- App icon
- Developer: Miniclip
- Publisher: Miniclip
- Release: December 8, 2010 iOS, Web & Symbian OS December 8, 2010 macOS March 10, 2011 Windows Phone & MeeGo September 7, 2011 Android November 23, 2011 Microsoft Windows November 28, 2012 ;
- Genre: Side-scrolling endless runner
- Modes: Single-player, multiplayer

= Gravity Guy =

2010 endless runner video game

Gravity Guy is a 2010 side-scrolling endless runner action arcade video game developed and published by Miniclip.

== Availability ==
Gravity Guy was first released for iOS on the App Store and Symbian OS on Nokia Store on December 8, 2010 and also available on Miniclip website using Flash at the time of release. It was later released for macOS on Mac App Store on March 10, 2011, for Windows Phone on Windows Phone Store on September 7, 2011, for Android on Google Play on November 23, 2011 and for Windows 8, Windows 8.1 and Windows 10 on Microsoft Store on November 28, 2012. On July 15, 2013, the game was updated on the App Store to support the iPhone 5. This was the last update of the game for iOS. As of late 2018, the game is no longer available on the App Store, Google Play Store or Microsoft Store.

== Gameplay ==
The player controls Gravity Guy by tapping the screen (or pressing the keyboard space bar key on the computer versions) to switch gravity. The objective is to run as far as possible while avoiding obstacles that can trap the main character (who can be killed by a police officer), falling or flying off the screen. If killed, the player returns to the last checkpoint taken.

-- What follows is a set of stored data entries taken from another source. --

PR #23593, opened 2020-10-12
fix: cannot merge pos invoice if validate selling price is checked

nextchamp-saqib:
Problem:
- While validating selling price, `base_rate` should be >= `last_purchase_rate_in_sales_uom` 
- Here there are 2 problems:
   - `last_purchase_rate` = `base_net_rate` / `conversion_factor` -- So comparison should be with `base_net_rate` while validating selling price
   - `last_purchase_rate_in_sales_uom` is calculated as `last_purchase_rate` / `conversion_factor` -- it should be muliplies instead of divide
- Same goes for `last_valuation_rate`

Fix:
- compare `base_net_rate` with `last_valuation_rate_sales_uom` and `last_purchase_rate_in_sales_uom`
- Error message:
Screenshot 2020-10-12 at 10 31 47 AM  &nbsp; Screenshot 2020-10-12 at 12 58 42 PM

The three modes in the game are Story Mode, Endless and Practice. Story mode features up to sixty levels for both "Run" and "Rescue", thirty levels for each part of the story, with up to fifteen levels in the original Flash game. Endless mode consists of randomly generated levels while Practice mode goes through the levels from the story without the police officer. The game also contains a multiplayer mode, allowing up to four players (using Game Center on iOS or locally) to play the game.

== Free version ==
The free version of Gravity Guy for iOS and Android was released in 2011. On iOS it features only 10 levels, 1 theme, 2 slow motions and 2 shields. The free Android app is like the full version with only 2 slow motions, 2 shields, and Ads (to unlock Ads user must buy the full version). Gravity Guys full version went free for a limited time for the iOS on the App Store in May 2013 prior to the release of the sequel called Gravity Guy 2. The free version of the game was updated on July 15, 2013 for the iOS on the App Store to support the iPhone 5.

== Sequel and remake ==
The sequel to Gravity Guy, called Gravity Guy 2, with a more human character, was released in March 2013 for Xbox Live on Windows Phone. It was released for iOS on May 15, 2013 and Android on October 2, 2013.

An online HTML5 remake of the original Gravity Guy was created March 2021 and was added to the Miniclip website. The changes of the remake include a brand new art-style, a story campaign, voice acting, local multiplayer and a new original soundtrack. The remake replaces the original Flash version of the game due to the Adobe Flash Player no longer being officially supported.

== See also ==
- Jetpack Joyride, whose main character can obtain a vehicle called the "Gravity Suit" that is similar to the character from this game.